The ML system will begin to see similarities within your inputs and use these to predict outputs. In our case, the inputs are articles and the way they are viewed and rated by visitors. The outputs are the suggestions for other users.

Most of the currently popular ML frameworks are based on implementations of the "Tensorflow" engine as described here https://en.wikipedia.org/wiki/TensorFlow.

How can ML help?

At its simplest, the ML system will begin to create visitor categorisations. It will do this by finding past visitors that have viewed and rated articles in similar way to the current visitor.

In simplified terms, if the current visitor has viewed articles A, B, C & D, and the ML system finds a grouping of users that all viewed those 4 articles, plus articles E, F & G, then there is a high likelihood that the current visitor will want to view those articles too. The ML system has categorised the interests of all those visitors as similar, based on the recorded past behaviour.

A more advanced implementation would take into account not only the articles viewed by the group, but also the rating that group had applied to them. So if the group had viewed E, F & G, but rated F poorly, then it wouldn't consider it to be a good suggestion.

Some Example Implementations

Microsoft has one for their "Custom Decision Service" here https://docs.microsoft.com/en-us/azure/cognitive-services/custom-decision-service/ that does "related article" recommendations based on visitor use and rating patterns. As this is the simplest to implement for testing, I'm going to try this within my own site, to see what the results are.

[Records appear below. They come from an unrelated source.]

PR #5718, opened 2024-12-09
5666 generate indicators for internal orders

### LINKED ISSUE #5666: CDI 2.5: Generate indicators for program Internal Orders
Generate indicators for the program based on the period in `insert_program_request_requisition` function. 

### Moneyworks Jobcode 🧰
OMS:CIDV

fergie-nz:
Fixes #5666 & #5926

Adds generate indicator values for request requisition (similar to how they are generated for response requisition).

# 👩🏻‍💻 What does this PR do?

Adds generation function
Adds tests

# 🧪 Testing

- [ ] Add a new program internal order
- [ ] Check database to see indicator values are populated for this new internal order with default values
Currently there is no front end visibility for indicator values in internal orders.
- [ ] Run tests to ensure passing

# 📃 Documentation


roxy-dao (changes requested):
Thanks Ferg! Just a small refactor request pleaseee

roxy-dao:
Can you also do a check to only generate the indicators if the store doesn't have the NPSPClient tag but has the ESPC tag? And add a TODO to refactor this to not use name tags? The indicators shouldn't be generated for NPSPClient tag stores

server/service/src/requisition/request_requisition/generate.rs
```diff
@@ -92,3 +95,36 @@ pub fn generate_requisition_lines(
 
     Ok(result)
 }
+
+pub(crate) fn generate_program_indicator_values(
+    store_id: &str,
+    period_id: &str,
+    program_indicators: Vec<ProgramIndicator>,
+) -> Vec<IndicatorValueRow> {
+    let mut indicator_values = vec![];
```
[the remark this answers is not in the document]
fergie-nz: I had it abstracted initially, but for request requisitions it is slightly different because there is no 'other_party_id'.
I thought it might be confusing to use that function but pass in store_id twice, once as other_party_id, so moved it back to two separate functions.

 Is it still worth abstracting into one?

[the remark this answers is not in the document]
roxy-dao: You can add a check for type... so you know what id to use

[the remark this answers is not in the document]
roxy-dao: I think you missed this comment @fergie-nz

server/service/src/requisition/request_requisition/generate.rs
```diff
@@ -92,3 +95,36 @@ pub fn generate_requisition_lines(
...
+        for line in program_indicator.lines {
+            for column in line.columns {
+                let value = match column.value_type {
+                    Some(_) => column.default_value.clone(),
+                    None => line.line.default_value.clone(),
+                };
+
+                let indicator_value = IndicatorValueRow {
+                    id: uuid(),
+                    customer_name_link_id: store_id.to_string(),
```
roxy-dao, line 116: You're using the store_id instead of the name_id here

server/service/src/requisition/request_requisition/generate.rs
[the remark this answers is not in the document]
fergie-nz: thank you! I did

server/service/src/requisition/request_requisition/insert_program.rs
```diff
@@ -2,20 +2,26 @@ use crate::{
...
+    MasterListLineRepository, NameTagFilter, NameTagRepository, NumberRowType, Pagination,
+    ProgramIndicatorFilter, ProgramRequisitionOrderTypeRow, ProgramRow, RepositoryError,
+    Requisition, RequisitionLineRowRepository, RequisitionRowRepository, StoreFilter,
+    StoreRepository,
 };
 
-use super::generate_requisition_lines;
+use super::{generate_program_indicator_values, generate_requisition_lines};
+
+const NSPC_CLIENT_TAG: &'static str = "NPSPClient";
```
roxy-dao, line 23:
```suggestion
const NPSC_CLIENT_TAG: &'static str = "NPSPClient";
```

server/service/src/requisition/request_requisition/insert_program.rs
```diff
@@ -177,10 +194,46 @@ fn generate(
...
+        NameTagFilter::new().store_id(EqualFilter::equal_to(&ctx.store_id)),
+    ))?;
+
+    let mut indicator_values: Vec<repository::IndicatorValueRow> = vec![];
+    let store_tag_names: Vec<String> = store_tags.into_iter().map(|t| t.name).collect();
+
+    if store_tag_names.contains(&ESPC_TAG.to_owned())
+        && !store_tag_names.contains(&NSPC_CLIENT_TAG.to_owned())
+    {
+        let indicators = match supplier_store {
```
roxy-dao, line 221: Why is this matching with supplier_store?

server/service/src/requisition/request_requisition/insert_program.rs
```diff
@@ -177,10 +194,46 @@ fn generate(
...
+            Some(_) => {
+                generate_program_indicator_values(&ctx.store_id, &period_id, program_indicators)
+            }
+            None => vec![],
+        };
+        for indicator in indicators {
+            indicator_values.push(indicator)
+        }
```
roxy-dao, line 229: The generate program also generates a vec of indicators...

can you not indicator_values = ?

server/service/src/requisition/common.rs
```diff
@@ -102,3 +105,41 @@ impl From<RepositoryError> for OrderTypeNotFoundError {
         Self::DatabaseError(error)
     }
 }
+
+pub struct IndicatorGenerationInput<'a> {
```
roxy-dao, line 109: Why did you put lifelines on? 🤔

fergie-nz: I had thought you needed a lifetime to ensure referenced components outlive the struct.

Would this be preferable with cloning?

```
pub struct IndicatorGenerationInput {
    pub store_id: String,
    pub period_id: String,
    pub program_indicators: Vec<ProgramIndicator>,
    pub other_party_id: String,
}
```

roxy-dao: I think cloning is fine for something this small (:

server/service/src/requisition/request_requisition/insert_program.rs
```diff
@@ -177,10 +195,42 @@ fn generate(
...
+        None,
+        Some(ProgramIndicatorFilter::new().program_id(EqualFilter::equal_to(&program.id))),
+    )?;
+
+    let store = StoreRepository::new(connection)
+        .query_one(StoreFilter::new().name_id(EqualFilter::equal_to(&ctx.store_id)))?;
+
+    let should_generate_indicators: bool =
+        if let Some(supplying_store_id) = store.and_then(|s| s.name_row.supplying_store_id) {
+            supplying_store_id == other_party_id
```
roxy-dao, line 213: This is not checking the correct ids. the supplying_store_id is a store id but you are checking it against a name id.

roxy-dao (changes requested):
Thanks for the changes so far Ferg. The conditional check is checking against an incorrect value and your tests are failing D:

server/service/src/requisition/request_requisition/insert_program.rs
fergie-nz: Hey @roxy-dao 

@Chris-Petty mentioned that some internal orders via programs will have an other party id which is not their typical supplying_store_id.

I wonder had you thought of that case? I am wondering if that check would still be valid.

roxy-dao: Had a convo with @Chris-Petty. Agree, that was something I've brought up before, but for now we will go with the supplying_store to generate indicators and a carry over issue should be created to allow stores to input indicators based on their facility level. #5844

server/service/src/requisition/request_requisition/insert_program.rs
```diff
@@ -177,10 +199,82 @@ fn generate(
...
+    let stores_with_store_as_supplier_ids: Vec<String> = NameRepository::new(input.connection)
+        .query(
+            &input.store_id,
+            Pagination::all(),
+            Some(NameFilter::new().supplying_store_id(EqualFilter::equal_to(&input.store_id))),
+            None,
+        )?
+        .into_iter()
+        .map(|s| s.store_row.and_then(|s| Some(s.id)))
+        .filter_map(|id| id)
```
roxy-dao, line 248:
```suggestion
        .filter_map(|s| s.store_row.map(|s| s.id))
```

server/service/src/requisition/request_requisition/insert_program.rs
```diff
@@ -177,10 +199,82 @@ fn generate(
...
+        .collect::<Vec<String>>();
+
+    if stores_with_store_as_supplier_ids.len() > 0 {
+        return Ok(generate_aggregate_indicator_values(
```
roxy-dao, line 252:
```suggestion
       Ok(generate_aggregate_indicator_values(
```

server/service/src/requisition/request_requisition/insert_program.rs
```diff
@@ -177,10 +199,82 @@ fn generate(
...
+                store_id: input.store_id.clone(),
+                period_id: input.period_id,
+                program_indicators: input.program_indicators,
+                other_party_id: input.store_id.clone(),
+                customer_store_ids: stores_with_store_as_supplier_ids,
+                connection: input.connection,
+            },
+        )?);
+    } else {
+        return Ok(generate_program_indicator_values(
```
roxy-dao, line 263:
```suggestion
       Ok(generate_program_indicator_values(
```

server/service/src/requisition/request_requisition/insert_program.rs
```diff
@@ -177,10 +199,82 @@ fn generate(
...
+            IndicatorGenerationInput {
+                store_id: input.store_id.clone(),
+                period_id: input.period_id,
+                program_indicators: input.program_indicators,
+                other_party_id: input.store_id,
```
roxy-dao, line 268: You're passing in the store_id but the indicator_value is saving the name_link_id. This will give a foreign constraint error..

roxy-dao (changes requested):

server/service/src/requisition/common.rs
```diff
@@ -102,3 +105,41 @@ impl From<RepositoryError> for OrderTypeNotFoundError {
         Self::DatabaseError(error)
     }
 }
+
+pub struct IndicatorGenerationInput {
+    pub store_id: String,
+    pub period_id: String,
+    pub program_indicators: Vec<ProgramIndicator>,
+    pub other_party_id: String,
```
roxy-dao, line 113: There was a request to name this to `customer_name_id`~

server/service/src/requisition/request_requisition/insert_program.rs
```diff
@@ -177,10 +199,82 @@ fn generate(
...
+        indicator_values,
+    })
+}
+
+pub struct InternalOrderIndicatorGenerationInput<'a> {
+    pub connection: &'a StorageConnection,
+    pub store_id: String,
+    pub period_id: String,
+    pub program_indicators: Vec<ProgramIndicator>,
+    pub other_party_id: String,
```
roxy-dao, line 233: `customer_name_id` please

roxy-dao (commented):
P.S indicators should also only be generated if the supplier has a store and you should be checking if the value exists for aggregating values!

roxy-dao:
To sum up: The aggregate and generate values can be all in one function. 
- The values are aggregated if existing values are there and the other party is the supplying store.
- The name_link_id should be the customer name link id not the supplier or customer's store id

Rename other_party_id to `customer_id` and also add to the tests (:

Thanks Ferg!

server/service/src/requisition/request_requisition/insert_program.rs
```diff
@@ -177,10 +197,144 @@ fn generate(
         .map(|line| line.item_id)
         .collect();
 
-    let requisition_line_rows =
+    let requisition_lines =
         generate_requisition_lines(ctx, &ctx.store_id, &requisition, program_item_ids)?;
 
-    Ok((requisition, requisition_line_rows))
+    let program_indicators = program_indicators(
```
roxy-dao, line 203: Filter by elmis code coming soon in carry over

server/service/src/requisition/request_requisition/insert_program.rs
```diff
@@ -177,10 +197,144 @@ fn generate(
...
+            .store_id(EqualFilter::equal_any(customer_store_ids.clone())),
+    )?;
+
+    let mut indicator_values = vec![];
+
+    for program_indicator in program_indicators {
+        for line in program_indicator.lines {
+            for column in line.columns.clone() {
+                let value = match column.value_type {
+                    Some(IndicatorValueType::String) => column.default_value.clone(),
```
roxy-dao, line 281: Not sure what we want to do with strings.. 🤷🏻  so just defaulting

andreievg: Sounds good

server/service/src/requisition/request_requisition/insert_program.rs
```diff
@@ -177,10 +197,144 @@ fn generate(
...
+                    value,
+                };
+
+                indicator_values.push(indicator_value);
+            }
+        }
+    }
+
+    Ok(indicator_values)
 }
```
andreievg, line 338: Looks good, can be simplified (with some helpers too): https://github.com/msupply-foundation/open-msupply/compare/5666-generate-indicators-for-internal-orders...5666-generate-indicators-for-internal-orders(Simplify-aggregated-or-default-value)

While doing above you'll notice I used it in validation check, i also tried to find, where value_type is used, and notice we not pre-calculating value type for front end, and then notice that we only take column value type into consideration, i think we need to consider both ?

In fact I think we should have stored valueType on the value earlier ¯\_(ツ)_/¯

andreievg (changes requested):
Looking good, one change requests and some suggestions, the change request is to make sure to use customer_name_id rather then store id to filter out customer and also would be great to add a small test

server/service/src/requisition/request_requisition/insert_program.rs
```diff
@@ -177,10 +197,144 @@ fn generate(
...
+                            sum.to_string()
+                        } else {
+                            column.default_value.clone()
+                        }
+                    }
+                    None => match line.line.value_type {
+                        Some(IndicatorValueType::String) => line.line.default_value.clone(),
+                        Some(IndicatorValueType::Number) => {
+                            if store_pref
+                                .use_consumption_and_stock_from_customers_for_internal_orders
```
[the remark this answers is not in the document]
roxy-dao: Ah I added the check after (: checks both customers & store pref

server/service/src/requisition/request_requisition/insert_program.rs
roxy-dao: Ooh nice thanks! So much neater (:

server/service/src/requisition/request_requisition/insert_program.rs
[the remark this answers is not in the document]
roxy-dao: [3be0072](https://github.com/msupply-foundation/open-msupply/pull/5718/commits/3be00720e96aaa801a68ad7f42566cdb4e29250c)

server/service/src/requisition/request_requisition/insert_program.rs
```diff
@@ -177,10 +197,144 @@ fn generate(
...
+            Pagination::all(),
+            Some(
+                NameFilter::new()
+                    .supplying_store_id(EqualFilter::equal_to(store_id))
+                    .is_customer(true),
+            ),
+            None,
+        )?
+        .into_iter()
+        .map(|name| name.name_row.id)
```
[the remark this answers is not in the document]
roxy-dao: [9a0c400](https://github.com/msupply-foundation/open-msupply/pull/5718/commits/9a0c4009db7c5ffea649c111de4b5d578e638bcd) with description

andreievg (approved):
Looks great thanks !

One carry over is to make sure that front end knows correct type for values where type comes from line rather then column (unless i am missing something I think it's currently only taking the value type from column ?) ideally this would be returned correctly by back end, and I think it's possible since ColumnNode already take some info from line

roxy-dao (approved):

Google has their own implementation here https://cloud.google.com/solutions/machine-learning/recommendation-system-tensorflow-overview that has a similar set of inputs and outputs. Google documents a lot more of what is going on & how to build your own custom version much more than Microsoft however.

There are also a lot of custom recommendation engines that can be reviewed and implemented, such as this one that ended up being the basis for the Twitter "who to follow" recommendation system: https://medium.com/google-cloud/how-we-implemented-a-fully-serverless-recommender-system-using-gcp-9c9fbbdc46cc.

All of these are concrete examples of what is pretty much still bleeding edge software technology. I do not recommend you build your own version of these though, unless you really know what you are doing, and have requirements that are outside the normal parameters of recommendations.

What about the future?

This is an area of software that is changing rapidly. Almost as fast as the hardware and systems needed to create a massively parallel computing grid are changing.

I can see these recommendation systems evolving to not only take into account past visitors actions and ratings, but also the sentiment of the articles themselves. That change is not too difficult to predict.​

Beyond that, recommendation engines will get to take into account the changing nature of people's interests - what I'm interested in this month won't necessarily be what I'm interested in 12 months from now.

The ability to accurately predict what someone may be interested in on a low traffic site is another area that will evolve rapidly. Article sentiment, topic categorisation and user ratings will become far more important on a site such as this.